Muhammad Umar Nasir, Taher M. Ghazal, Muhammad Adnan Khan, Muhammad Zubair, Atta Ur Rahman, Rashad Ahmed, Hussam Al Hamadi, Chan Yeob Yeun

Research output: Contribution to journalArticlepeer-review

39 Scopus citations

Abstract

In the world, in the past recent five years, breast cancer is diagnosed about 7.8 million women's and making it the most widespread cancer, and it is the second major reason for women's death. So, early prevention and diagnosis systems of breast cancer could be more helpful and significant. Neural networks can extract multiple features automatically and perform predictions on breast cancer. There is a need for several labeled images to train neural networks which is a nonconventional method for some types of data images such as breast magnetic resonance imaging (MRI) images. So, there is only one significant solution for this query is to apply fine-tuning in the neural network. In this paper, we proposed a fine-tuning model using AlexNet in the neural network to extract features from breast cancer images for training purposes.
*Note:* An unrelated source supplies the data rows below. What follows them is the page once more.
PR #850, opened 2026-08-12
feat(choropleth): read a map as a map, not as a list of places

### LINKED ISSUE #812: feat: support choropleth maps
## Description

A choropleth shades geographic regions by a value. Google Charts `GeoChart`, Plotly `choropleth`, Highcharts Maps, Vega-Lite `geoshape` and `geopandas.plot()` all produce them; none are readable.

## Two very different halves

**The values are easy.** Region name plus magnitude is a bar chart. A minimal version — walk the regions in value or alphabetical order, hear each one — is cheap and already a large improvement over nothing.

**The geography is hard.** What a sighted reader gets from a map is spatial: clusters, gradients, borders where the value jumps. Reproducing that needs adjacency-aware movement — "the region north of here", "the neighbours of this region" — which requires a topology MAIDR has no way to receive today. It would have to come from the producer, since it cannot be recovered from rendered SVG paths.

## Suggested staging

1. Value-ordered navigation with region names. Low cost, immediately useful.
2. Declared adjacency in the layer schema, enabling directional movement and neighbour comparison.
3. Cluster detection ("this region and its four neighbours are all in the top decile"), which is the actual visual takeaway.

## Difficulty

Stage 1 low; stages 2 and 3 high.

jooyoungseo:
Closes #812. Tier C of #814.

## All three stages, not just the cheap one

The issue stages this deliberately, and is candid that stage 1 is the easy half: *"Region name plus magnitude is a bar chart."* Shipping only that would be the failure this roadmap keeps turning up — a chart read as its parent, sounding confident and saying nothing the parent did not already say. All three stages are here.

## Stage 1 → the arrows move across the map, out of centroids alone

Regions are banded by latitude and ordered west to east inside each band, so **up is north, down is south, left is west, right is east**. No adjacency needed for this — a centroid is enough.

Two details that are easy to get backwards, and are pinned by tests:

- **Band zero is the southern one.** `MovableGrid` moves `UPWARD` by *incrementing* the row, so north-first would make up go south. The braille service already reverses row order on a physical multi-line display for the same reason, so the map renders the right way up there too.
- **Bands hold equal counts, not equal spans of latitude.** Equal spans leave an empty band wherever the map has a gap, and an empty row is a position the cursor reaches and reads nothing from. The *direction* of every move is still exact, since the ordering is by latitude and longitude throughout; only a band's thickness varies. `docs/BRAILLE.md` says so rather than leaving it to be discovered.

A centroid is a **longitude and a latitude in degrees**, never a projected coordinate. Every producer has the pair (`d3.geoCentroid` returns exactly it), and asking for degrees removes the one thing MAIDR could not otherwise resolve: whether a rising `y` means north or south. A layer declaring none keeps its declared order in a single band — the region list, which is the reading that data supports.

## Stage 2 → borders, declared because they cannot be recovered

The issue is right that adjacency has to come from the producer, and understates it slightly: it is not recoverable from centroids either. Two regions can have near centroids and no shared edge, and a long region can border one whose centroid is far away. So `neighbors` is declared, and a layer that declares none is told nothing about borders rather than something guessed.

With it: every region announces how it sits against the ones around it — `Neighbours is 2, all lower` is a **local maximum**, which on the page is a hotspot and is the shape a reader is hunting for. A rotor unit walks the bordering regions, ordered as the grid is rather than in whatever order the producer listed them.

## Stage 3 → the cluster, which is the actual finding

The description names the **sharpest borders** — where the shading jumps hardest between two regions that touch, which an eye finds instantly and a value-ordered walk never reports, because the two sides are far apart in that ordering — and the **largest cluster of high regions**.

That last one is the issue's own stated goal, and the distinction is the whole point: not that some regions are high, but that the high ones *touch*. A ranked list gives the first fact and can never give the second. "High" is the top fifth by value, a cut of the data rather than a threshold on it, since a fixed number would mean something different on every map. A component of one is not reported — that is already the `Highest` stat, and calling one region a cluster asserts a geography that is not there.

## Verification

- `npm test` — **2476 + 73 passed**, 177 suites (19 new unit tests)
- `npx playwright test --project=chromium choropleth` — **7 passed**

**Revert-checked:** flipping the banding to north-first fails 8 tests; making the cluster walk ignore adjacency fails its test.

That second one **did not fail at first**, and the reason is worth recording. My original fixture had three regions with the outer two high — but the top-fifth cut on a three-region map admits only one, so the cluster was refused for being a single region, one step before adjacency was ever consulted. The test passed with the bug in place. It is now six regions in a chain with the two highest at opposite ends, and it asserts `Highest` as well, so the fixture proves both regions cleared the cut before claiming adjacency is what refused them.

## Two things found on the way

- **`supportsExtrema` is `false`, deliberately.** The review of #849 found that turning it on without overriding `getExtremaTargets` is a keyboard trap: the toggle gates only on the flag, the dialog is gated on a non-empty target list, and the reader lands in a scope with no dialog and arrow keys that no longer answer. I had written the same bug here before that review arrived; it is fixed in both, and #849 adds a repo-wide test pinning the invariant. Note `supportsExtrema` does **not** gate `moveToExtreme` — the Ctrl+arrow jump to the end of a band still works.
- **A drive-by doc repair, in its own commit** (605558d). The contour type went in between the diverging bar's JSDoc and `DIVERGING = 'diverging_bar'`, orphaning it — the third occurrence of this exact edit in this file after `WATERFALL` and `StepPoint`, both caught in review, and this one is on `main` today.

---


jooyoungseo:
The rotor bug is real, your trace of it is exact, and it broke the feature the PR body leads with. Fixed in d8ff109, along with both minor points.

**I reproduced it before touching the code.** A test that walks right from Nevada and collects where it lands ran past its own eight-step guard instead of terminating — the oscillation, not a slow walk. Your worked example is precisely what happens: `here` is `-1` on every call because a region is never its own neighbour, so right takes `around[0]` and left takes `around[length - 1]`, and since the list is rebuilt from the region it just moved to, the next press comes straight back. Two of Nevada's four borders, forever; Utah and Idaho unreachable.

Your diagnosis of *why* the other rotors get away with it is the part that decided the fix. `survival`, `step` and `volcano` derive their candidates from the cursor because they search a **fixed axis** and the cursor has an index on it — `index > this.col` is meaningful. A border walk has no axis. It belongs to the region it started from, so it is now anchored there and carries its own index, and it notices being abandoned by checking whether the cursor is still where its last step left it; if not, the reader moved with the arrows and it re-anchors on wherever they now are. Three tests: all four of Nevada's borders in order, walking back the way you came, and re-anchoring after an arrow move. Reverting the anchor fails the first two.

It stops at the ends rather than cycling, matching every other rotor in the model layer. Cycling is arguably nicer for a set with no natural start, but not at the cost of this mode behaving unlike the others.

**Region-name collisions** — you are right that last-wins was the wrong choice, and it is worse than "corrupting the earlier region": every border the earlier region declares would resolve to the later one, so the reader is walked to a region that does not border it and told it does. First-wins now, which is not a repair — a name two regions share cannot be an adjacency key at all — but it leaves one of the two correct and the other merely unreachable by name, rather than making the first actively wrong. Tested with `5` against `'5'`.

**Partial centroids** — worth more than a doc mention, because the failure is not "some regions are unplaced". `arrange` would lay out the placed ones in real compass directions and leave the rest wherever the declared order dropped them, so the chart reads as a map throughout and is only a map in part. It falls back for all of them, and that is now tested rather than only implied by the all-or-nothing guard.

Green: `lint:fix`, `type-check`, `build`, **2481 + 73** unit and component tests, and the 7 choropleth e2e specs.

One note on the coverage gap you identified: the e2e test asserting the word "Neighbours" appears is exactly the kind of test that confirms a feature is wired up and says nothing about whether it works. The unit tests now drive the mode rather than observe it.

---

jooyoungseo:
Taking the non-blocking one too, in 00ae4de — it is one line, and the failure mode is worse than "an edge case of an edge case" suggests.

You framed it as the walk using the wrong neighbour *list*. What that means at the announcement is that a reader standing on the second `5` presses right and is walked to a region that does not border them, and is told it does. The ambiguity is the author's; reading out a confident wrong answer is ours. A fresh walk now anchors on the region object already in hand rather than round-tripping through `placeOf`; the name is still what a *continuing* walk is keyed by, since that is what survives the cursor moving. Reverting it fails the new test.

Two things in your review I want to confirm rather than let pass, because both are cases where the right answer was to write nothing:

**The partial-centroid path needed no code.** You're right that `arrange()`'s `every(...)` guard already handled it. I checked before adding anything, and the test just closes the coverage gap — adding a second guard that duplicated a correct one would have been the easy mistake.

**`notifyRotorBounds` deliberately does not update `borderWalk`.** You traced that a bounds-hit leaves an in-progress walk intact; that is intended, so running off the end and coming back continues from where you were rather than restarting.

On the e2e gap: agreed it belongs at the model layer and not in the spec. The e2e assertion that the word "Neighbours" appears is worth keeping for what it does check — that the aside reaches the announcement at all — but it is exactly the kind of test that confirms a feature is *wired up* while saying nothing about whether it *works*, which is how the original bug got through. The unit tests now drive the mode across presses instead of observing one.

Green: `lint:fix`, `type-check`, `build`, **2514 + 73** unit and component tests, and the 7 choropleth e2e specs.

---

jooyoungseo:
Correct, and it is a regression I introduced — the code I replaced wrapped a `-1` to the end of the list, which happened to be right for exactly this case while being wrong for the one the rewrite fixed. Fixed in d15710a3, seeded from whichever end the reader is entering from, as you suggested.

**This is in two other traces as well.** The sankey and network rotors were written from the same pattern, and both have the identical `-1` sentinel. Your one comment here found three bugs:

| PR | Symptom of a first `left` press |
|---|---|
| #850 choropleth | "no bordering regions" on Nevada, which has four |
| #852 sankey | "no outgoing flows" on Coal, which has three |
| #853 network | "no links" on Ada, who has four |

All three are fixed and pushed, each with two tests that enter leftwards. I reproduced each before touching it rather than assuming the diagnosis carried across.

**The coverage-gap pattern you named is the more useful finding.** Every rotor test I have written across three traces presses `right` first — nine tests, one direction. That is not nine independent checks of the mode; it is one check run nine times. A mode with two entry directions needs both exercised at *entry*, not just mid-walk, because entry is the only moment with no position to step from and therefore the only moment the seed matters.

Two smaller notes on your review:

- The **doc comma** is fixed. It was a genuine misreading, not just punctuation: without it, "places it loses" parses as a relative clause and the sentence has no main verb.
- Your **hand-trace was the whole diagnosis** — `index = -1`, `left` → `step = -2` → `around[-2] === undefined`. You flagged that you could not run the suite; you did not need to. I ran it, and the failure is exactly what you predicted, on the exact fixture you named.

Green on this branch: `lint:fix`, `type-check`, `build`, **2529 + 73** unit and component tests across 180 suites, and the 7 choropleth e2e specs.

---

So, in the proposed model, we updated the first and last three layers of AlexNet to detect the normal and abnormal regions of breast cancer. The proposed model is more efficient and significant because, during the training and testing process, the proposed model achieves higher accuracy 98.44% and 98.1% of training and testing, respectively. So, this study shows that the use of fine-tuning in the neural network can detect breast cancer using MRI images and train a neural network classifier by feature extraction using the proposed model is faster and more efficient.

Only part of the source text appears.